> HOW TO COMPLETE THIS TASK:
The word to find is "should". Copy each line of the material that contains it.

TASK INPUT START

PR #229, opened 2019-12-03
fix schema diff primary key changes

coffeegoddd:
Output looks like this for changing a pk:
```
--- a/test @ 4uvb6bb3p7dqudnuidh9oh4ccsehik7n
+++ b/test @ 2tl4quv92ot0jg4v3ai204rld00trbo4
  CREATE TABLE test (
    `pk` BIGINT NOT NULL COMMENT 'tag:0'
-   `c1` BIGINT COMMENT 'tag:1'
    `c2` BIGINT COMMENT 'tag:2'
    `c3` BIGINT COMMENT 'tag:3'
    `c4` BIGINT COMMENT 'tag:4'
    `c5` BIGINT COMMENT 'tag:5'
<    PRIMARY KEY (`pk`, `c1`)
>    PRIMARY KEY (`pk`)
  );
```

Also add the pk contstraint so it shows when it is not changing:
```
--- a/test @ idfqe6c5s2i9ohihkk4r4tj70tf3l8c7
+++ b/test @ 2tl4quv92ot0jg4v3ai204rld00trbo4
  CREATE TABLE test (
    `pk` BIGINT NOT NULL COMMENT 'tag:0'
    `c1` BIGINT COMMENT 'tag:1'
    `c2` BIGINT COMMENT 'tag:2'
<          `c3` BIGINT COMMENT 'tag:3'
>   `newColName3` BIGINT COMMENT 'tag:3'
    `c4` BIGINT COMMENT 'tag:4'
    `c5` BIGINT COMMENT 'tag:5'
     PRIMARY KEY (`pk`, `c1`)
  );
```


bats/schema-changes.bats
```diff
@@ -111,8 +112,9 @@ teardown() {
     dolt table create -f -s=`batshelper 1pk5col-ints-add-pk.schema` test
     run dolt diff --schema
     [ "$status" -eq 0 ]
-    skip "Schema diff output does not handle adding primary keys. Additionally, rows that should not be in the diff show up."
     [[ "$output" =~ "PRIMARY KEY" ]] || false
```
zachmu: Can remove this test now that you're looking for more specific output below

bats/schema-changes.bats
```diff
@@ -122,7 +124,41 @@ teardown() {
...
-}
\ No newline at end of file
+}
+
+@test "schema diff should show primary keys in output" {
+    dolt table create -s=`batshelper 1pk5col-ints.schema` test
+    dolt add test
+    dolt commit -m "committed table so we can see diffs"
+    dolt table create -f -s=`batshelper 1pk5col-ints-change-col-name.schema` test
+    echo dolt diff --schema
```
zachmu: rm this line

go/cmd/dolt/commands/diff.go
```diff
@@ -492,6 +525,10 @@ func sqlSchemaDiff(tableName string, tags []uint64, diffs map[uint64]diff.Schema
 	}
 }
 
+func formatColName(name string) string {
```
zachmu: sql.QuoteIdentifier already does this

go/cmd/dolt/commands/diff.go
```diff
@@ -421,15 +422,28 @@ func diffSchemas(tableName string, sch1 schema.Schema, sch2 schema.Schema, dArgs
 func tabularSchemaDiff(tableName string, tags []uint64, diffs map[uint64]diff.SchemaDifference) errhand.VerboseError {
```
zachmu: What you have here is fine, but it substantially duplicates the logic in sql.SchemaAsCreateStmt (before your change as well). I think this is fine to check in as is, but a better strategy would probably be to use a textual diff library, and just output the diff in sql.SchemaAsCreateStmt between the old schema and the new one.

coffeegoddd: not a lot of diff libraries for go that I found... this one (https://github.com/sergi/go-diff) is ok, but doesn't support line by line diffing afaik. Think it's probably better to leave this as is for now, then revisit updating this code to be less duplicative when I have a bit more time to focus on it.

TASK INPUT END

> SOLUTION TO THIS PROBLEM:
-    skip "Schema diff output does not handle adding primary keys. Additionally, rows that should not be in the diff show up."
+@test "schema diff should show primary keys in output" {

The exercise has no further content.